_EXERCISE_. Among the entries below, please repeat exactly and only the lines from the line containing "This PR adds" to the line containing "The new snapshot", both lines included.

_Records from a data collection_.

PR #850, opened 2026-05-17
fix(trading-agents-service): JSONB(none_as_null=True) — extractor never ran for any row

jcoles1155:
## What

The post-pipeline extractor from the previous PR was running successfully but **silently no-op'ing on every row**. SQL query confirmed:
`has_metadata = t` means `metadata IS NOT NULL` — the column has a value. The displayed `null` is the **JSON null literal** (`jsonb 'null'`), not SQL NULL.

## Root cause

SQLAlchemy's default JSONB column behavior: when you assign Python `None`, it writes the JSON `null` literal (because in JSON, `null` is a valid value distinct from "missing"). To get SQL NULL, you have to opt in with `none_as_null=True`.

So `on_chain_end`'s `report_metadata=None` was writing JSON null, not SQL NULL. Then `_extract_run_metadata`'s `WHERE report_metadata IS NULL` matched zero rows — extractor saw nothing to enrich.

## Fix

One word added to the column definition:

```python
report_metadata = Column("metadata", JSONB(none_as_null=True), nullable=True)
```

Now `None` → SQL NULL on writes. `IS NULL` matches correctly. Extractor sees the rows. Cards render.

## Smoke test after deploy

1. Submit a fresh AAPL or TSLA or NVDA analysis
2. Wait for status → `complete`
3. Run the SQL:
```sql
   SELECT agent_name,
          (metadata IS NOT NULL) AS has_metadata,
          jsonb_pretty(metadata) AS metadata
   FROM agent_reports
   WHERE run_id = '<new-runId>'
   ORDER BY created_at;
```
4. Expected: `has_metadata = true` for `market_analyst`, `fundamentals_analyst`, `news_analyst`, etc. with REAL JSON dicts; `has_metadata = false` (SQL NULL) for utility nodes like `tools_market`, `msg_clear_*` (no schema defined).
5. Dashboard: metadata cards render per-agent on the detail page.

## Note about existing runs (NVDA + earlier)

Rows from previous runs have JSON null literally stored. They'll continue to render no card (because `MetadataCard` correctly returns null for null metadata). New runs from here onward will have proper SQL NULL initially → extractor populates → cards render. Acceptable; the broken runs are test data.

### DIFF
--- a/.env.example
+++ b/.env.example
@@ -1,3 +1,29 @@
+# ─────────────────────────────────────────────────────────────────────────
+# Two Trees service-wrapper vars (required by app/config.py)
+# ─────────────────────────────────────────────────────────────────────────
+
+# Neon Postgres — pooled URL. Shared with the Node lyceum-fund app.
+DATABASE_URL=
+# Neon Postgres — direct URL. Used by Alembic migrations.
+DIRECT_URL=
+# Upstash Redis URL. Shared with the Node side for pub-sub / SSE.
+REDIS_URL=
+# HMAC-SHA256 secret. Node-side worker signs requests; this service verifies.
+# Generate with: openssl rand -hex 32
+HMAC_SHARED_SECRET=
+# Slug of the spawned app this service backs. Tagged on every Sentry event.
+APP_SLUG=lyceum-fund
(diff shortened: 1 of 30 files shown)


Yijia-Xiao:

PR #865, opened 2026-05-19
feat(docker): allow binding tradingagents_data volume to a host path

sjq597:
The compose stack persists reports, cache, and the decision log under /home/appuser/.tradingagents via a named volume. That volume is opaque to the host, so users running stock analyses through Docker have no direct way to read the generated reports under
logs/<TICKER>/<DATE>/reports/.

Make the mount source overridable through the TRADINGAGENTS_DATA_DIR environment variable (consumed by docker compose, not by default_config.py). Unset, behavior is unchanged: the named volume 'tradingagents_data' is still used. Set it to a host path (e.g. ./tradingagents_data) to bind-mount instead, exposing all reports on the host filesystem.

- docker-compose.yml: parameterize both service mounts with ${TRADINGAGENTS_DATA_DIR:-tradingagents_data}
- .env.example: document the new variable in its own section so it is not confused with the TRADINGAGENTS_* DEFAULT_CONFIG overlay
- .gitignore: ignore tradingagents_data/ for users who opt into the bind mount under the project root
- README.md: add a short note in the Docker section explaining how to switch to a host-visible directory

### DIFF
--- a/.env.example
+++ b/.env.example
@@ -30,3 +30,11 @@ OPENROUTER_API_KEY=
 #TRADINGAGENTS_MAX_DEBATE_ROUNDS=1
 #TRADINGAGENTS_MAX_RISK_ROUNDS=1
 #TRADINGAGENTS_CHECKPOINT_ENABLED=false
+
+# Optional (Docker only): where to persist /home/appuser/.tradingagents
+# (reports, cache, decision log). Unset = use the named volume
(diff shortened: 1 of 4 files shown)


Yijia-Xiao:
Thanks @sjq597. Implemented in 45391d0: set TRADINGAGENTS_DATA_DIR to keep results, reports and the memory log in a host folder.

PR #868, opened 2026-05-20
fix: move reasoning_split into extra_body to fix openai SDK compatibi…

mihailnica10:
…lity

Minimax M2.x models require reasoning_split=True in the request body to redirect thinking blocks into reasoning_details. This worked with older openai SDK versions that didn't validate top-level params, but openai SDK >= 1.56 validates against Completions.create signature and rejects reasoning_split as unknown.

The fix puts reasoning_split in extra_body instead of at top-level, which is the correct location for provider-specific parameters and avoids the SDK validation error.


Yijia-Xiao:
Thanks @mihailnica10 — confirmed and shipped in 8694bd0: reasoning_split now goes via `extra_body` instead of top-level, so the openai SDK (>=1.56) no longer rejects it for M2.x models. Closing in favor of the shipped fix.

PR #876, opened 2026-05-21
docs: clarify Tushare and AkShare support

AyushKar2005:


Yijia-Xiao:
We analyze A-shares through the Yahoo Finance vendor (.SS/.SZ) rather than Tushare/AkShare in core, so this clarification doesn't apply. Closing.

PR #881, opened 2026-05-22
fix: verify market data before analyst reports

### LINKED ISSUE #830: Model hallucinating? How reliable is it?
Hi

I am analyzing COF ticker and Portfolio Manager report says `the Bollinger lower band at $181.30 provides a historically validated support level (12–15% bounces in March 2026 and October 2025)`, but  looking at price and Bollinger band for October 2025 it is around $200. This is obviously concerning if I can't trust this tool on basic things such as price data. Is this issue with the model or agent? Maybe there needs to be another agent to verify the market data. 

Ticker: COF
Analysis date: 2026-05-13  
Language: English
Analyst Team: market, social, news, fundamentals
Research depth: Medium
[Quick-Thinking LLM Engine]: DeepSeek V4 Flash - Latest V4 fast model
[Deep-Thinking LLM Engine]: DeepSeek V4 Pro - Latest V4 flagship model

Image

Image

AyushKar2005:
Fixes #830

This PR adds a deterministic market data verification step for the Market Analyst.

The issue was that the generated report could mention exact technical levels, like Bollinger Band values or historical support/bounce claims, but sometimes those numbers were not matching the actual market data. So instead of only relying on the LLM's written reasoning, I added a seperate verification snapshot tool which gives the agent a more grounded source of truth before it writes the final market report.

### What changed

- Added a new `market_data_validator.py` dataflow helper.
- Added `get_verified_market_snapshot` as a LangChain tool.
- Wired the new tool into the Market Analyst.
- Updated the Market Analyst prompt so it must call this verification tool before writing exact OHLCV / price-level / indicator-value claims.
- Added tests for the new verified market snapshot logic.

### What the new tool returns

The new snapshot includes:

- latest OHLCV row on or before the analysis date
- selected technical indicators like:
  - Bollinger Bands
  - RSI
  - MACD
  - moving averages
  - ATR
- recent verified closing prices for sanity checking

It also makes sure data after the requested analysis date is excluded, so the report does not accidently use future rows.

### Why this helps

This should reduce cases where the agent says things like a Bollinger lower band or support level is at some exact price, when the actual indicator data does not support that claim.

The prompt now tells the Market Analyst to treat this verified snapshot as the source of truth for exact market data claims. If some other tool output conflicts with it, the agent should explicitly mention the mismatch instead of making up a reconciled number.

This does not completely solve all hallucinations, but it adds a deterministic check around the part that should be factual: price data, indicator values, dates, and recent closes.

### Validation

I ran:

```bash
python -m compileall tradingagents
python -m pytest tests/test_market_data_validator.py -q

Result :
2 passed
```

### DIFF
--- a/tests/test_market_data_validator.py
+++ b/tests/test_market_data_validator.py
@@ -1,0 +1,68 @@
+from __future__ import annotations
+
+import pandas as pd
+
+import tradingagents.dataflows.market_data_validator as validator
+
+
+def _sample_ohlcv() -> pd.DataFrame:
+    dates = pd.bdate_range("2026-04-01", "2026-05-20")
+    closes = [100 + i for i in range(len(dates))]
+
+    return pd.DataFrame(
+        {
+            "Date": dates,
+            "Open": [value - 0.5 for value in closes],
+            "High": [value + 1.0 for value in closes],
+            "Low": [value - 1.0 for value in closes],
+            "Close": closes,
+            "Volume": [1_000_000 + i for i in range(len(dates))],
+        }
+    )
+
+
+def test_verified_market_snapshot_filters_future_rows(monkeypatch):
+    data = _sample_ohlcv()
+
+    future_row = pd.DataFrame(
+        {
+            "Date": [pd.Timestamp("2026-06-01")],
+            "Open": [999.0],
+            "High": [999.0],
+            "Low": [999.0],
+            "Close": [999.0],
+            "Volume": [999],
+        }
+    )
+
+    data = pd.concat([data, future_row], ignore_index=True)
+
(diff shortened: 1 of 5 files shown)


Yijia-Xiao:
Thanks @AyushKar2005 — shipped in 47cbb32 on your design (the verification-snapshot dataflow + `get_verified_market_snapshot` tool wired into the market analyst with a source-of-truth instruction). Rebased onto current main and simplified the snapshot builder to reuse `load_ohlcv`'s normalization. Verified live on the COF case from #830 — accurate numbers, no fabricated bounces. Closing in favor of the shipped change.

_RESULT FOR THIS TASK_.
This PR adds a deterministic market data verification step for the Market Analyst.

The issue was that the generated report could mention exact technical levels, like Bollinger Band values or historical support/bounce claims, but sometimes those numbers were not matching the actual market data. So instead of only relying on the LLM's written reasoning, I added a seperate verification snapshot tool which gives the agent a more grounded source of truth before it writes the final market report.

### What changed

- Added a new `market_data_validator.py` dataflow helper.
- Added `get_verified_market_snapshot` as a LangChain tool.
- Wired the new tool into the Market Analyst.
- Updated the Market Analyst prompt so it must call this verification tool before writing exact OHLCV / price-level / indicator-value claims.
- Added tests for the new verified market snapshot logic.

### What the new tool returns

The new snapshot includes:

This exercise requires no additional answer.